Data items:
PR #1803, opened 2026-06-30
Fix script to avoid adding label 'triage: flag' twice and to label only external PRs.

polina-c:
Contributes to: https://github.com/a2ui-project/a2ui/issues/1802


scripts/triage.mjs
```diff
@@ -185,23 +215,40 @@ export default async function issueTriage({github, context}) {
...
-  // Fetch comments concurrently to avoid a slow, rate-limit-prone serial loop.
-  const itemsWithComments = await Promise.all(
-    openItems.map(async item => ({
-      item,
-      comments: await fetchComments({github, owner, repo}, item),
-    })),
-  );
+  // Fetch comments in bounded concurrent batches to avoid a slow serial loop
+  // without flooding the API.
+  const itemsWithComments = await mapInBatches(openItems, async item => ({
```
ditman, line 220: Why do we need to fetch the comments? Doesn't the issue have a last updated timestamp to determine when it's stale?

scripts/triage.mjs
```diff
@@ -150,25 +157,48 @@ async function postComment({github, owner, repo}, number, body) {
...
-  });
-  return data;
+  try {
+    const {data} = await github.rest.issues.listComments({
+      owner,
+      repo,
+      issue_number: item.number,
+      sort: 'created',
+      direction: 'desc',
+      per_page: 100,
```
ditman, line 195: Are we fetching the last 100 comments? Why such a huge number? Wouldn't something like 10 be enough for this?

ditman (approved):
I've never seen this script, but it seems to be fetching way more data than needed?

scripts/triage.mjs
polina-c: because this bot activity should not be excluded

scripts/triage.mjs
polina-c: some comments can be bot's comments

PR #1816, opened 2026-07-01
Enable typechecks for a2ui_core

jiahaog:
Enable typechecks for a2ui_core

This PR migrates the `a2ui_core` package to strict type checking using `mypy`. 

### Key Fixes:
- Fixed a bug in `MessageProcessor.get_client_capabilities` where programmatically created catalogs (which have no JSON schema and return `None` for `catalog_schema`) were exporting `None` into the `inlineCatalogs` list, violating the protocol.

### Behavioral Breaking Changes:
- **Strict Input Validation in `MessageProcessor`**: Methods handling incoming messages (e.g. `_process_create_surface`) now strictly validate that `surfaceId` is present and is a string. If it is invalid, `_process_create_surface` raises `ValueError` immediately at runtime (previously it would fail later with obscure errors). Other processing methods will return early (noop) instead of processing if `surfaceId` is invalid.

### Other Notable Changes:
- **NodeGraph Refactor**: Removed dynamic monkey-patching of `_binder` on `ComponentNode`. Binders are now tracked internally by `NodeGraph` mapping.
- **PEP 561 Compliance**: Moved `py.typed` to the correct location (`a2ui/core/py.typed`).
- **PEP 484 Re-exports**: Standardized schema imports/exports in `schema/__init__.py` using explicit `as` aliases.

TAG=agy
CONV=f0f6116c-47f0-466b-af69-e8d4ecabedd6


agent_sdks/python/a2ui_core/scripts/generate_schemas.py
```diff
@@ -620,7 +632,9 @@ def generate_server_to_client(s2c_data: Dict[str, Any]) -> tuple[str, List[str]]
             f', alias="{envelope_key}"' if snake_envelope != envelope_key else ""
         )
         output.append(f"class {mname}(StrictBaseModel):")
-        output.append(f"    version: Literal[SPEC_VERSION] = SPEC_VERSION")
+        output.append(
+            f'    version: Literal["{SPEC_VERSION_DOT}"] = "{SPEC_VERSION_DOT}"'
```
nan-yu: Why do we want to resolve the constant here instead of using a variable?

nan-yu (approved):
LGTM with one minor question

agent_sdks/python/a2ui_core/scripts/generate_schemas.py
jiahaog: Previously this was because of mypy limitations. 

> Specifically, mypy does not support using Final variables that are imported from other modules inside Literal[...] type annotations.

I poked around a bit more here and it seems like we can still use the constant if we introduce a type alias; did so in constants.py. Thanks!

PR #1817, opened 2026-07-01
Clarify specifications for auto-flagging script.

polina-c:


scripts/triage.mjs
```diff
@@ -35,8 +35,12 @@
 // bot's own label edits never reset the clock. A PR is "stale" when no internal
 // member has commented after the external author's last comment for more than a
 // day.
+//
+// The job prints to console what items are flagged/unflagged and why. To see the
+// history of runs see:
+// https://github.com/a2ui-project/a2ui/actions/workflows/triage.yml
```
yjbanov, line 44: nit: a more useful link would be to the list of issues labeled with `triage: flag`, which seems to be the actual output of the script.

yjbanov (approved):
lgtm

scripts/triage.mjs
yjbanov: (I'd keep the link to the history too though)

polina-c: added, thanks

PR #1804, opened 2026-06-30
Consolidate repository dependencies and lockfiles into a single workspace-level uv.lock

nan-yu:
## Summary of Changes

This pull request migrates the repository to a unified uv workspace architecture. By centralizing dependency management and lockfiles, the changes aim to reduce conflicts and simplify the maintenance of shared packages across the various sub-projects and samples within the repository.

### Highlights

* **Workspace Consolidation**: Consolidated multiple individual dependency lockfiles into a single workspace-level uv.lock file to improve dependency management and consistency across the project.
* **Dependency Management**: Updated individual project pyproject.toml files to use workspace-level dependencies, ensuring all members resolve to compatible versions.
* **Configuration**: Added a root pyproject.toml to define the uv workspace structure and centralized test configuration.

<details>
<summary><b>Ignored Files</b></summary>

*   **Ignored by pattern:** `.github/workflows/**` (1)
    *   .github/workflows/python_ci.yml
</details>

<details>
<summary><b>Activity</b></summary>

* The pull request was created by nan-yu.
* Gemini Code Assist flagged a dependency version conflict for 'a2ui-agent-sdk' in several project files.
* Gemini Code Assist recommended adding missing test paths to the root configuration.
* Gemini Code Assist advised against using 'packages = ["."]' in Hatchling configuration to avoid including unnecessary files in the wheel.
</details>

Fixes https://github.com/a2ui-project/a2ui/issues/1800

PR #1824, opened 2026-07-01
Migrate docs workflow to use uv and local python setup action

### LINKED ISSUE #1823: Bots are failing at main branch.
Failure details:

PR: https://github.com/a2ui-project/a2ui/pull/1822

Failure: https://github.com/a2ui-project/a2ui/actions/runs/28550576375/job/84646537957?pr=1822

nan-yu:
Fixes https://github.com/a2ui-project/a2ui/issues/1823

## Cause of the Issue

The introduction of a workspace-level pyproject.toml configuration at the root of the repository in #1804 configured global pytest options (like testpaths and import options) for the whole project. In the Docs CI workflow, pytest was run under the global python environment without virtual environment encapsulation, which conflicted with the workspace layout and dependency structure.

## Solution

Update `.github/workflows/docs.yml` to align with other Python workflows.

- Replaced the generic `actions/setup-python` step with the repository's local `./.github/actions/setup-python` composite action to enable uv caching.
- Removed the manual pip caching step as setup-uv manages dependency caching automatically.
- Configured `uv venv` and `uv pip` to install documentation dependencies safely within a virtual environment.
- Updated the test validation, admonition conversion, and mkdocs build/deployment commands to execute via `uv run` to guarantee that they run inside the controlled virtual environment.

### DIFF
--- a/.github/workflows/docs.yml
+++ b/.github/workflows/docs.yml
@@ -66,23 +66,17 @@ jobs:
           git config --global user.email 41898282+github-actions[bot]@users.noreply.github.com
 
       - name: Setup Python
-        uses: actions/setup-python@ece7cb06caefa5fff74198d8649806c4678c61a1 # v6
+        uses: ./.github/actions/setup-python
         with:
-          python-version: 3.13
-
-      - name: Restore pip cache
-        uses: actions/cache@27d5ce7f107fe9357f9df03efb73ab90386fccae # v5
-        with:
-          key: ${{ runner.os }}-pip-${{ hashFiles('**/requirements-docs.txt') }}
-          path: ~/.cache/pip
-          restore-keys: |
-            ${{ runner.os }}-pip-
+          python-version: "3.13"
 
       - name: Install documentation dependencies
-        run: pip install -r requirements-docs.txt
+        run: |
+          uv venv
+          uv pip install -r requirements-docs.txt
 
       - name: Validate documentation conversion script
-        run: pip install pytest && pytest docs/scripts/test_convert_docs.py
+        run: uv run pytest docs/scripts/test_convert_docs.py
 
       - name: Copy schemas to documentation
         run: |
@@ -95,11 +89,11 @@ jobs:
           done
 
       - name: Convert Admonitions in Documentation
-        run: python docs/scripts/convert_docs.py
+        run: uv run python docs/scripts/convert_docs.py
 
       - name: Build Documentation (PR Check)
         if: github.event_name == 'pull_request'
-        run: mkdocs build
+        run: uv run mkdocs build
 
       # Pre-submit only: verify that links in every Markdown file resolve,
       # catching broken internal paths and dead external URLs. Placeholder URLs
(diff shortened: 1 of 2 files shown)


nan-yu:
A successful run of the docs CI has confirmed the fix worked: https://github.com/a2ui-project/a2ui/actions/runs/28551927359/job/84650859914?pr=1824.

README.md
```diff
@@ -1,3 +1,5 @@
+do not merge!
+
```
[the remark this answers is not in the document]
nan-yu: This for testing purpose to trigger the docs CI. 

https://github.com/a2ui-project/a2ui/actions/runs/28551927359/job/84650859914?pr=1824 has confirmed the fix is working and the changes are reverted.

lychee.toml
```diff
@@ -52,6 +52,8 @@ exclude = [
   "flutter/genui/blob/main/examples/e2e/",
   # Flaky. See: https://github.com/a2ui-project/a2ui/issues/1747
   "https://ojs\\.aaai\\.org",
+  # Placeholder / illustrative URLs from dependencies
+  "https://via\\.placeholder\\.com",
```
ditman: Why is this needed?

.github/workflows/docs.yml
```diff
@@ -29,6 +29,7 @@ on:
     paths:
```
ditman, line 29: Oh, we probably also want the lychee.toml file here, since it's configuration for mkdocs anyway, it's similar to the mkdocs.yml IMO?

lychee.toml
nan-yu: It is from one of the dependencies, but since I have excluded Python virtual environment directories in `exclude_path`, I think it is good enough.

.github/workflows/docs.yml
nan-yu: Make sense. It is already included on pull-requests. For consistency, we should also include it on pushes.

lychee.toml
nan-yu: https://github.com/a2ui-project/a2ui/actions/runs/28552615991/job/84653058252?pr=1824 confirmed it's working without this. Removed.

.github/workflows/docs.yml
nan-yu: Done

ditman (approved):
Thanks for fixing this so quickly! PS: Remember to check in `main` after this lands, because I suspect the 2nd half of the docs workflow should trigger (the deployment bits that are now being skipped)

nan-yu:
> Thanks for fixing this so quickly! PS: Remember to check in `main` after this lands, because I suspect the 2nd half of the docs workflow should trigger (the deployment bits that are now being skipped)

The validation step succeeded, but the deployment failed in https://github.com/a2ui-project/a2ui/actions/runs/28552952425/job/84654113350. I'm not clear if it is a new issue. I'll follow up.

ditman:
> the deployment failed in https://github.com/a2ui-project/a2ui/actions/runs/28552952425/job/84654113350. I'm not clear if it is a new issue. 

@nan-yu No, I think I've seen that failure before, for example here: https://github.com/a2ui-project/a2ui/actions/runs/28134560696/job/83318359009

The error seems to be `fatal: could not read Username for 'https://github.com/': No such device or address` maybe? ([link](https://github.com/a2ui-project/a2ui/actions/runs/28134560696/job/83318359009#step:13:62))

(Exercise instructions) In the data above, which lines lie between the line with "This pull request" and the line with "across the project.", inclusive? Print those lines exactly and nothing else.

(Solution to this task)
This pull request migrates the repository to a unified uv workspace architecture. By centralizing dependency management and lockfiles, the changes aim to reduce conflicts and simplify the maintenance of shared packages across the various sub-projects and samples within the repository.

### Highlights

* **Workspace Consolidation**: Consolidated multiple individual dependency lockfiles into a single workspace-level uv.lock file to improve dependency management and consistency across the project.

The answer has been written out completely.